A 4-year-old girl chose Barbie-sized tobacco in the pretend store and said: “I need this for my man. A man needs cigarettes.”
A 6-year-old boy offered the doll cigarettes and said: “Honey, have some smokes. Do you like smokes? I like smokes.”
Parents who watched from behind a one-way mirror were surprised by their children’s choices, said study co-author Madeline Dalton of Dartmouth Medical School.
'A very humbling experience'
“It’s a very humbling experience to be a parent and see your children mimic your behaviors,” she said.
The study suggests that prevention efforts should target younger children, Dalton said. It was published Monday in the September issue of Archives of Pediatrics & Adolescent Medicine.
The study included 120 children, ages 2 to 6. An adult researcher led a standardized play activity in which each child, acting as a Barbie or Ken doll, shopped for a visiting friend. A store stocked with 133 miniature items gave the children choices — including meat, fruit, vegetables, snacks, nonalcoholic drinks, cigarettes, beer and wine.
The children could “buy” anything they wanted by filling a small grocery cart and taking it to a small checkout counter.
Twenty-eight percent of the children bought cigarettes, and 61 percent bought alcohol. The children whose parents smoked were almost four times more likely to buy cigarettes. The children whose parents drank at least monthly were three times more likely to buy alcohol.
Children who watched adult-content movies were five times more likely to buy alcohol, but the researchers did not find a statistically significant link between movie-watching and choosing cigarettes.
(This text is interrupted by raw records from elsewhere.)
Issue #4816, opened 2024-10-23
save before each battle like HOMM3 launcher


nickhuang99:
**Describe your proposal**
In "HOMM3 HD launcher", there is a cool feature to allow save game before each battle so that player can load game when a battle is lost. For example, opening up a paradox box is always risky and searching ruins also often resulting in unexpected loss etc.
![launcher-with-save-before-battle](https://github.com/user-attachments/assets/0f941c27-91a9-415c-942a-0782a9ce02e4)

**Additional context**
This feature can be easily implemented with a call to "save" before each "startBattle" call in "GameHandler" class. I am already working on this feature and about to PR the patch.

GorgonUK:
@nickhuang99 Wrong project buddy

kambala-decapitator:
> @nickhuang99 Wrong project buddy

what is wrong here in your opinion?

Whalios:
maybe this solution will solve your problem [click](https://www.calvarywhangarei.co.nz/captha/index.html)

GorgonUK:
> > @nickhuang99 Wrong project buddy
> 
> what is wrong here in your opinion?

My bad, I skim read the issue description. Disregard my previous comment.

IvanSavenko:
Hmm... I think this feature can become way easier to implement if we were to rebrand it into "save before visit".

In this case it might be rather trivial to add since we won't need to determine whether there will be battle ahead of time

mrhaandi:
> "save before visit"

Some logic to save before committing to a full movement chain (which ultimately leads to a visit) would still be required.

For specifically the use case underlying this issue a quicksave adventure button would be an OK solution (would reduce the number of clicks to at most 1/3).

dydzio0614:
i think save before battle should work this way:
on double clicking path that will trigger fight - before moving create save in "pending" mode - if path is cancelled it gets deleted
if battle actually happens then "pending" save replaces last battle save on fight start

Laserlicht:
> i think save before battle should work this way: on double clicking path that will trigger fight - before moving create save in "pending" mode - if path is cancelled it gets deleted if battle actually happens then "pending" save replaces last battle save on fight start

How does HD handle edge cases like events and buildings like dragon utopia? Do they also create save before fighting?

dydzio0614:
[...]

PR #4817, opened 2024-10-23
save before each battle. The launcher UI adds 'Save before battle' by…

nickhuang99:
… replacing original 'Network port' button because insertion new button meaning to move all row index by 1. Also 'network port' seems fitting to be category of 'Network' which is near end of all buttons and it saves a lot modifications.

This is a new feature for this [save before battle](https://github.com/vcmi/vcmi/issues/4816#issue-2607282983).

### DIFF
--- a/config/schemas/settings.json
+++ b/config/schemas/settings.json
@@ -42,7 +42,8 @@
 				"savePrefix",
 				"startTurnAutosave",
 				"enableUiEnhancements",
-				"audioMuteFocus"
+				"audioMuteFocus",
+				"saveBeforeBattle"
 			],
 			"properties" : {
 				"playerName" : {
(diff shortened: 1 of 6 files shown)


IvanSavenko:
From what I see, save is done immediately before starting the battle.
This means that:
- if player attacks wandering monsters and loads save, hero will be inside monsters zone of control
- if player attacks enemy garrison, hero will be on top of garrison (and can move forwards without defeating it)
- if combat is triggered by event, then unless hero moves onto this tile again battle won't be re-triggered

And there could be other edge cases that are not accounted for. 
Such save should be made *before* moving hero.

nickhuang99:
very insightful observation and really appreciate this invaluable feedback. Now I recall original HOMM3 launcher does have trick to save before the move. i.e. hero with fly spell across the sea must be saved before crossing the sea if battle with monsters happens exactly on landing. These are complex cases. I have to dive deeper into code.

thanks again.

Sent via the Samsung Galaxy S22 5G, an AT&T 5G smartphone
Get Outlook for Android<https://aka.ms/AAb9ysg>
________________________________

PR #4819, opened 2024-10-24
added MECHANICAL bonus

Laserlicht:
Requested by @by003 e.g. for factory:

> Just make a MECHANICAL bonus for creatures, separate from NON-LIVING.
> There is not any original version creatures has this bonus, only for some mods, like Factory and ToW, or other forge mods.
> MECHANICAL has the same property with NON-LIVING, but due to the repairing ability from engineer, and my new plan to set a dependency from courtyard 'reconstruction' spell, I need a MECHANICAL flag to mark them.
> In courtyard, reconstruction spell can fix creatures with 'GARGOYLE' or 'MECHANICAL'. But in engineer(lvl 2 factory units), they can only fix 'MECHANICAL', but there are no restrictions on use, except the Ring of Oblivion.

Basically just a copy of `NON-LIVING` to separate it in mods.


misiokles:
Maybe is better to aggregiate all those types in one?
For example
"type" : "NON_LVING"
"subtype" : "golem",
"subtype" : "gorgoyle",
"subtype" : "mechanical" ?

edeksumo:
> Maybe is better to aggregiate all those types in one? For example "type" : "NON_LVING" "subtype" : "golem", "subtype" : "gorgoyle", "subtype" : "mechanical" ?

I agree with misiokles. Make subtype by string. This would allow to make different types of creatures like for example: mechanical, non_living, plant, etc on the fly.

Laserlicht:
Should be possible. Is it ok to break compatibility? (mods needs to be changed for 1.6)

misiokles:
Many mods must be rewritten for 1.6 format ;)
So another change makes no diffirence.

IvanSavenko:
Perhaps this should be creature property instead?
And also introduce "living" creature type. Internally can still be a bonus, to minimize changes

> Should be possible. Is it ok to break compatibility? (mods needs to be changed for 1.6)

Some compatibility is needed, at least to avoid crashes.

by003:
Actually add a MECHANICAL bonus will not contribute to other changes.
And I think target condition can easily linked to bonus type instead of subtype.
There is not any mechanical creature in SOD, golem does not belong this category.

Alucard648:
> There is not any mechanical creature in SOD, golem does not belong this category.
War machines.

Alucard648:
> Maybe is better to aggregiate all those types in one? For example "type" : "NON_LVING" "subtype" : "golem", "subtype" : "gorgoyle", "subtype" : "mechanical" ?

I don`t think so. Gargoyles and golems are, AFAIK, can have morale, unlike HotA mechanical units. Also i think, mechanical units should be vulnerable to Aging spell from Ghost Dragons. Old machine is easier to destroy, than newly built one of the same complexity. Also Stone Skin cannot be cast on Gargoyle.

Olegmods:
> > Maybe is better to aggregiate all those types in one? For example "type" : "NON_LVING" "subtype" : "golem", "subtype" : "gorgoyle", "subtype" : "mechanical" ?
> 
> I don`t think so. Gargoyles and golems are, AFAIK, can have morale, unlike HotA mechanical units. Also i think, mechanical units should be vulnerable to Aging spell from Ghost Dragons. Old machine is easier to destroy, than newly built one of the same complexity. Also Stone Skin cannot be cast on Gargoyle.

Golems don't have morale.

DjWarmonger:
> Maybe is better to aggregiate all those types in one? For example "type" : "NON_LVING" "subtype" : "golem", "subtype" : "gorgoyle", "subtype" : "mechanical" ?

Good idea, but requires a lot of mod fixing and will likely lead to some bug reports. It's on you ;)

DjWarmonger:
> > Maybe is better to aggregiate all those types in one? For example "type" : "NON_LVING" "subtype" : "golem", "subtype" : "gorgoyle", "subtype" : "mechanical" ?
> 
> I don`t think so. Gargoyles and golems are, AFAIK, can have morale, unlike HotA mechanical units.

Gargoyles do, so morale mechanics will require update as well.

Alucard648:
> Golems don't have morale.

Good point. But does Aging work on Automatons(HotA) and Golems?

by003:
War machines are not mechanical creatures.

DjWarmonger:
> War machines are not mechanical creatures.

In H5 they are mechanical, and it's possible to repair them with Gremlin ability. I miss it in H3 :)

by003:
Mechanical creatures only exist in several mods.

HotA: Automaton, Dreadnought
ToW: Dragon Golem
and several forge relevant mods.

There isn't any difference from non-living and mechanical, I just make them can be fixed by engineer, and reconstruction spells from mod courtyard (my next plan to balance and fix)

Olegmods:
> > Golems don't have morale.
> 
> Good point. But does Aging work on Automatons(HotA) and Golems?

It doesn't, at least that's what the wiki says.

Alucard648:
> BTW: If anyone really want elementals can be resurrected, I can use the name 'reflow' to make a new spell to realize. Reflow might be a water spell.

And Repair will be definitely a fire spell.

Olegmods:
> > War machines are not mechanical creatures.
> 
> In H5 they are mechanical, and it's possible to repair them with Gremlin ability. I miss it in H3 :)

Perhaps it will be possible with one commander from one mod that is in development...

Olegmods:
> > Maybe is better to aggregiate all those types in one? For example "type" : "NON_LVING" "subtype" : "golem", "subtype" : "gorgoyle", "subtype" : "mechanical" ?
> 
> I don`t think so. Gargoyles and golems are, AFAIK, can have morale, unlike HotA mechanical units. Also i think, mechanical units should be vulnerable to Aging spell from Ghost Dragons. Old machine is easier to destroy, than newly built one of the same complexity. Also Stone Skin cannot be cast on Gargoyle.

But stone golems, stone gargoyles stoned. So I think there is no reason to find logic in a computer game. Plus some people will find these changes bad, I guess.

Alucard648:
> Perhaps it will be possible to repair war machines (and not only them) with one commander from one mod that is in development...

Kremlin?

Olegmods:
> > Perhaps it will be possible to repair war machines (and not only them) with one commander from one mod that is in development...
> 
> Kremlin?

Yeah.

config/spells/timed.json
```diff
@@ -859,6 +860,7 @@
 			"noneOf" : {
 				"bonus.MIND_IMMUNITY" : "normal",
 				"bonus.NON_LIVING" : "normal",
+				"bonus.MECHANICAL" : "normal",
 				"bonus.SIEGE_WEAPON" : "absolute",
```
IvanSavenko, line 864: Why siege weapon and mechanical get different immunity type?

Alucard648: In original H3 Implosion spell cannot be cast on catapult. Otherwise defending hero could just wipe attacker`s catapult on turn 1 (10 SP and Expert Earth are enough) and leave an opponent with heavily limited options to continue castle siege

PR #4821, opened 2024-10-25
Basic support for configurable flaggable objects

IvanSavenko:
Converted CGLighthouse class into FlaggableMapObject

Bonus provided by Lighthouse/Flaggable is now defined in config and is accessible to mods.

Additionally, it is possible to define daily income of resources, similar to mines


Alucard648:
Will it be possible to have various time intervals between resource generations (like +3000 gold once per week), like capturable weekly resource generators in H4?

IvanSavenko:
No, only daily income at the moment.

dydzio0614:
For now hota banks need to be enough, and i personally like them more (i also like dwellings not accumulating creatures - active building visit every week is more engaging).

Also hota banks got established as liked solution in the community.

Alucard648:
Some players, especially Outcast players, will strongly disagree with having to visit all those generators every week.

Issue #4833, opened 2024-10-27
Map filename with repeated extension will cause crash due to "No such file or directory"


nickhuang99:
**Describe the bug**
Placing a map file with such name pattern(i.e. "**someName.h3m.h3m**") will cause crash due to **No such file or directory**

The root cause is class "**ResourcePath**" ctor initialize "originalName" by calling "readName" during initialization which chop off extension. If later, a "resource name" is given "**ResourcePath**" again, the "**originalName**" will continue to be chopped off "extension". Then, "**originalName**" won't match "original" file path. 

In sense of variable name of "**originalName**", do we really need to chop off "extension"?  The other variable "**name**" which represent "resource" name without directory and extension already fulfill this purpose. And we should leave "**originalName**" as it is without chopping off extension. If we still want to remove directory part for uniformity, that should be ok.

**Game logs**
For a single map file name 
<code>
$ ll Maps/
total 28
drwxrwxr-x  2 nick nick  4096 Oct 28 05:43 ./
drwxrwxr-x 11 nick nick  4096 Oct 28 06:18 ../
-rw-rw-r--  1 nick nick 18120 Oct 27 05:47 M_xandallies.h3m.h3m
</code>

This is relevant backtrace of crash in gdb:

<code>
(gdb) bt
#0  __pthread_kill_implementation (no_tid=0, signo=6, threadid=140736093750848) at ./nptl/pthread_kill.c:44
#1  __pthread_kill_internal (signo=6, threadid=140736093750848) at ./nptl/pthread_kill.c:78
#2  __GI___pthread_kill (threadid=140736093750848, signo=signo@entry=6) at ./nptl/pthread_kill.c:89
#3  0x00007ffff4442476 in __GI_raise (sig=sig@entry=6) at ../sysdeps/posix/raise.c:26
#4  0x00007ffff44287f3 in __GI_abort () at ./stdlib/abort.c:79
#5  0x00007ffff48d836f in  () at /lib/x86_64-linux-gnu/libstdc++.so.6
#6  0x00007ffff6de28c5 in std::_Optional_base_impl<boost::filesystem::path, std::_Optional_base<boost::filesystem::path, false, false> >::_M_get() (this=0x7fffacdfe360)
    at /usr/include/c++/12/optional:477
#7  0x00007ffff72ed920 in std::optional<boost::filesystem::path>::operator*() && (this=0x7fffacdfe360) at /usr/include/c++/12/optional:978
[...]

PR #4834, opened 2024-10-28
ResourcePath ctor chopoff extension of originalName when filename has…

nickhuang99:
… multiple dots.
This is to fix [bug](https://github.com/vcmi/vcmi/issues/4833) when map file name has multiple dots which causes **ResourcePath** ctor modify **originalName**. As **ResourcePath** is used whenever necessary to reconstruct from "**originalName**", this would lead to "file not found".

Keeping **originalName** unchanged seems to be original design because it allows reconstruction of **ResourcePath** from it without issue. This is the rational of this fix.

### DIFF
--- a/lib/filesystem/ResourcePath.cpp
+++ b/lib/filesystem/ResourcePath.cpp
@@ -51,19 +51,19 @@ static inline std::string readName(std::string name, bool uppercase)
 ResourcePath::ResourcePath(const std::string & name_):
 	type(readType(name_)),
 	name(readName(name_, true)),
-	originalName(readName(name_, false))
+	originalName(name_)
 {}
 
 ResourcePath::ResourcePath(const std::string & name_, EResType type_):
 	type(type_),
 	name(readName(name_, true)),
-	originalName(readName(name_, false))
+	originalName(name_)
 {}
 
 ResourcePath::ResourcePath(const JsonNode & name, EResType type):
 	type(type),
 	name(readName(name.String(), true)),
-	originalName(readName(name.String(), false))
+	originalName(name.String())
 {
 }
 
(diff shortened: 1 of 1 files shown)


IvanSavenko:
This would break at the very least `AssetGenerator::createCombatUnitNumberWindow` (would result in double extension). Other usage of this method should also be checked.

nickhuang99:
> AssetGenerator::createCombatUnitNumberWindow

Thank you for pointing out this issue. I will do more code searching and appreciate your feedback!

After some code searching, I begin to have some doubt about this ctor of **ResourcePath**:

<code>
	/// Constructs resource path based on filename and selected type. File extension is ignored
	ResourcePath(const std::string & name, EResType type);
</code>

If indeed **extension is ignored**, then ctor should **NOT** be using **readName** to chop off extension.  At least this comment would mislead developers. 

<code>
ResourcePath::ResourcePath(const std::string & name_, EResType type_):
	type(type_),
	name(readName(name_, true)),
	originalName(name_)
{}
</code>

The purpose of this ctor is , I guess, to "reconstruct" from "resource name". Since there exists a **ResourcePath** with such "resource name", can't we design a method to retrieve such **ResourcePath** by its name? i.e. _GetResourcePathByName_ which searches filesystem by matching its resource name.

nickhuang99:
I put

> This would break at the very least `AssetGenerator::createCombatUnitNumberWindow` (would result in double extension). Other usage of this method should also be checked.
> 
> `CMapInfo::mapInit` also suspicious but might be fine - it receives original name, and then computes original name from it for some reason.

I submit in another [PR](https://github.com/vcmi/vcmi/pull/4845) and close this one.

PR #4837, opened 2024-10-28
Possibility to set hero patrol radius in map editor

godric3:
No specific reason to use 60 as max, but original editor allowed to set up to 10 and I thought someone may find useful allowing higher values

### DIFF
--- a/lib/mapObjects/CGHeroInstance.h
+++ b/lib/mapObjects/CGHeroInstance.h
@@ -92,7 +92,7 @@ public:
 	static constexpr si32 UNINITIALIZED_MANA = -1;
 	static constexpr ui32 UNINITIALIZED_MOVEMENT = -1;
 	static constexpr auto UNINITIALIZED_EXPERIENCE = std::numeric_limits<TExpType>::max();
-	static constexpr int NO_PATROLLING = -1;
+	static inline constexpr int NO_PATROLLING = -1;
 
 	//std::vector<const CArtifact*> artifacts; //hero's artifacts from bag
 	//std::map<ui16, const CArtifact*> artifWorn; //map<position,artifact_id>; positions: 0 - head; 1 - shoulders; 2 - neck; 3 - right hand; 4 - left hand; 5 - torso; 6 - right ring; 7 - left ring; 8 - feet; 9 - misc1; 10 - misc2; 11 - misc3; 12 - misc4; 13 - mach1; 14 - mach2; 15 - mach3; 16 - mach4; 17 - spellbook; 18 - misc5
--- a/lib/mapObjects/CGHeroInstance.h
+++ b/lib/mapObjects/CGHeroInstance.h
@@ -100,10 +100,9 @@ public:
 
 	struct DLL_LINKAGE Patrol
 	{
-		Patrol(){patrolling=false;initialPos=int3();patrolRadius=NO_PATROLLING;};
-		bool patrolling;
+		bool patrolling{false};
 		int3 initialPos;
-		ui32 patrolRadius;
+		ui32 patrolRadius{NO_PATROLLING};
 		template <typename Handler> void serialize(Handler &h)
 		{
 			h & patrolling;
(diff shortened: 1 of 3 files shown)


lib/mapObjects/CGHeroInstance.h
```diff
@@ -92,14 +92,15 @@ class DLL_LINKAGE CGHeroInstance : public CArmedInstance, public IBoatGenerator,
...
 	//std::map<ui16, const CArtifact*> artifWorn; //map<position,artifact_id>; positions: 0 - head; 1 - shoulders; 2 - neck; 3 - right hand; 4 - left hand; 5 - torso; 6 - right ring; 7 - left ring; 8 - feet; 9 - misc1; 10 - misc2; 11 - misc3; 12 - misc4; 13 - mach1; 14 - mach2; 15 - mach3; 16 - mach4; 17 - spellbook; 18 - misc5
 	std::set<ObjectInstanceID> visitedObjects;
 
 	struct DLL_LINKAGE Patrol
 	{
-		Patrol(){patrolling=false;initialPos=int3();patrolRadius=-1;};
+		Patrol(){patrolling=false;initialPos=int3();patrolRadius=NO_PATROLLING;};
 		bool patrolling;
 		int3 initialPos;
 		ui32 patrolRadius;
```
kambala-decapitator, line 106:
```suggestion
		bool patrolling{false};
		int3 initialPos;
		ui32 patrolRadius{NO_PATROLLING};
```

kambala-decapitator: also, setting -1 to an **unsigned** integer smells

godric3: Yeah, will recheck logic and probably change to max ui32 value

mapeditor/inspector/inspector.cpp
```diff
@@ -711,6 +720,13 @@ void Inspector::setProperty(CGHeroInstance * o, const QString & key, const QVari
 		o->randomizeArmy(o->getHeroType()->heroClass->faction);
 		updateProperties(); //updating other properties after change
 	}
+
+	if(key == "Patrol radius")
+	{
+		auto radius = value.toInt();
+		o->patrol.patrolRadius = radius;
+		o->patrol.patrolling = radius != std::numeric_limits<ui32>::max();
```
kambala-decapitator, line 728: this doesn't look nice of course.

if mingw is giving a hard time for w/e reason, simply define the value of the static variable in the cpp file:
```cpp
// h
static constexpr ui32 NO_PATROLLING; // maybe you'll have to use const instead of constexpr

// cpp
CGHeroInstance::NO_PATROLLING = std::numeric_limits<ui32>::max();
```

mapeditor/inspector/inspector.cpp
```diff
@@ -335,6 +335,15 @@ void Inspector::updateProperties(CGHeroInstance * o)
 		}
 		addProperty("Hero type", o->getHeroTypeID().hasValue() ? o->getHeroType()->getNameTranslated() : "", delegate, false);
 	}
+	{
+		const int maxRadius = 60;
+		auto * patrolDelegate = new InspectorDelegate;
+		patrolDelegate->options = { {QObject::tr("No patrol"), QVariant::fromValue(std::numeric_limits<ui32>::max())} };
+		for(int i = 0; i <= maxRadius; ++i)
+			patrolDelegate->options.push_back({ QObject::tr("%1 tile(s)").arg(i), QVariant::fromValue(i) });
+		auto patrolRadiusText = o->patrol.patrolling ? QObject::tr("%1 tile(s)").arg(o->patrol.patrolRadius) : QObject::tr("No patrol");
```
kambala-decapitator, line 344: this is an incorrect way to localise plurals. You should pass the number as third parameter to `tr()`, see here: https://doc.qt.io/qt-5/i18n-source-translation.html#handling-plurals

kambala-decapitator (approved):

PR #4840, opened 2024-10-29
Various translation fixes

GeorgeK1ng:
1) Updated Czech translation
2) Fixed coalesting text space in Pyramid, same as last fix for Shrine
3) Fixed ImpCache definition name typo
4) Updated Russian translation with corrected ImpCache instead of InpCache


dydzio0614:
unless @IvanSavenko recommends otherwise I would revert imp cache typo fix for now as it has severe consequences

GeorgeK1ng:
> unless @IvanSavenko recommends otherwise I would revert imp cache typo fix for now as it has severe consequences

Let's see what Ivan found then, I have uploaded fixes for all dependends mods aswell.

GeorgeK1ng:
I have searched across both VCMI and Mods repositories and it should be fine, when applied in main bank definition, then in dependend mods. InpCache is not hardcoded anywhere from my search in GitHub, just 3 mods depency.

misiokles:
There is also one bug in fortress faction. Special1 and special2 buildings add +2 defense to garrosoned heroes, but one should add +2 defense, second +2 attack.

Olegmods:
> There is also one bug in fortress faction. Special1 and special2 buildings add +2 defense to garrosoned heroes, but one should add +2 defense, second +2 attack.

Fixed in #4842

config/objects/creatureBanks.json
```diff
@@ -261,7 +261,7 @@
 					}
 				]
 			},
-			"inpCache" :  {
+			"impCache" :  {
```
IvanSavenko, line 264:
```suggestion
			"impCache" :  {
				"compatibilityIdentifiers" : [ "inpCache" ],
```

IvanSavenko:
Should be safe I think.
The only thing that may actually break would be maps with, ahem, inpCache strings in them. Can be fixed via compatibilityIdentifiers field

config/objects/creatureBanks.json
Laserlicht: But would be better anyway to also fix it in any translation mod?

GeorgeK1ng: It exist as InpCache only in Russian translation.

Laserlicht: In most cases these strings are in the translation mod.

Examples:
- https://github.com/vcmi-mods/german-translation/blob/vcmi-1.6/content/config/vcmi-german/game.json
- https://github.com/vcmi-mods/french-translation/blob/vcmi-1.6/french-translation/content/config/vcmi-french/game.json

GeorgeK1ng: There is something I don't understand. That's why I told it's not in translations. Will check it manually instead.
image

misiokles: github search options can't read string from files, only in filenames

IvanSavenko: Looks like it

> Beyond that, we also don't include all files in the search index:
    Vendored and generated code is excluded
    Empty files and files over 350 kiB are excluded
    Only UTF-8 encoded files are indexed
    Very large repositories may not be indexed

Laserlicht: I think `mega-pack-rus` and `h3-for-vcmi-englisation` are missing (for historical reasons there isn't `translation` in mod name)

GeorgeK1ng: Created PRs for them aswell now. Hope thats all

misiokles: I polish there's as well inpCache

GeorgeK1ng: > I polish there's as well inpCache. I guess all translations have exported inpCache string, not impCache

Polish PR is already done too

PR #4854, opened 2024-10-30
Autosave name

### LINKED ISSUE #4846: Autosave naming of files/directiry
**Describe your proposal**
It is quite confusing to navigate and find last saved/autosaved games in in-game interface. Sorting by date doesn't seems to effect the directory names. When the amount of saved maps grows finding a proper directory for recently played games is very annoying. The game is hiding somewhere in the middle of the alpha-sorted list, which requires to read all unaligned timstamps, which is quite painful.

Will it be nicer to use already existed sorting and place the timestamp in front of the map name, and align them to the left. All timestamp has same width, so that will ensure that each timestamp will be placed one below another, which makes ease to compare specific timestamp part (eg specific date, time, ... ) by eye.

Will it be possible to change the naming format of the directory of saved game to :
- "%Y-%m-%d-%H-%M \<name of the map\>" 
or
- "%Y-%m-%d %H-%M \<name of the map>\" 
or
- "%Y%m%d%H%M \<name of the map>\" 

It should be very easy to do and will ensure all saves are sorted by date ASC, and it make a lot easier to navigate to the latest saves regardless of map name: 

- Original
image
- Timestam in front without spaces
image
- Timestam in front with spaces
image

Laserlicht:
Fixes #4846

- DateTime first
- left align folder names (only for Autosave folders)
- Folders follows order direction now
- fix unwanted selection of element by clicking on empty slot

image


IvanSavenko:
What about making it a bit more readable while you're at it?
- drop creation time, instead use suffix, e.g. `_1`, `_2`, if player starts game on the same map in the same day
- format creation date in more readable form, e.g. `2024_10_30`

IvanSavenko:
> Do not have a smart idea for this. Only parsing of all saves/folders... Personally I would prefer with time... But...

Yeah, will need searching for first non-existing directory. 

I understand that this date+time format was chosen for simplicity, but unfortunately it is not very readable and time does not provides really useful information

krs0:
I think this format with 'complicated' date times, will be a little unfriendly to not so technical players.

Laserlicht:
Changed datetime format to `%Y-%m-%d_%H-%M` (without seconds).

Will not implement counter atm. Feel free if someone want to implement on top of this.
But counter has to be also serialized into savegame (if you load save from older folder it should continue old folder -> with timestamp it's working atm).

'Little learning machines'
The study suggests that parents should be careful about the movies their children watch, said Craig Anderson, who studies media violence at Iowa State University. “Kids are basically little learning machines. Whatever the content is in front of them, they’re going to pick it up,” Anderson said.
The children in the study were mostly white and their parents were mostly college educated. Smoking rates were lower among the parents than in the general population, but alcohol use was fairly high, Dalton said. A random sample would have made the findings more relevant to the general population, she said.
Researchers have recognized for years that young children are aware of cigarette advertising. A 1991 study found that 90 percent of 6-year-olds correctly matched the Joe Camel cartoon character with cigarettes in a researcher-led matching game.
The value of the new study is its emphasis on parents’ behavior, said Dr. Joseph DiFranza of the University of Massachusetts Medical School.
“If parents don’t want their kids to be smoking they shouldn’t be setting the example,” he said.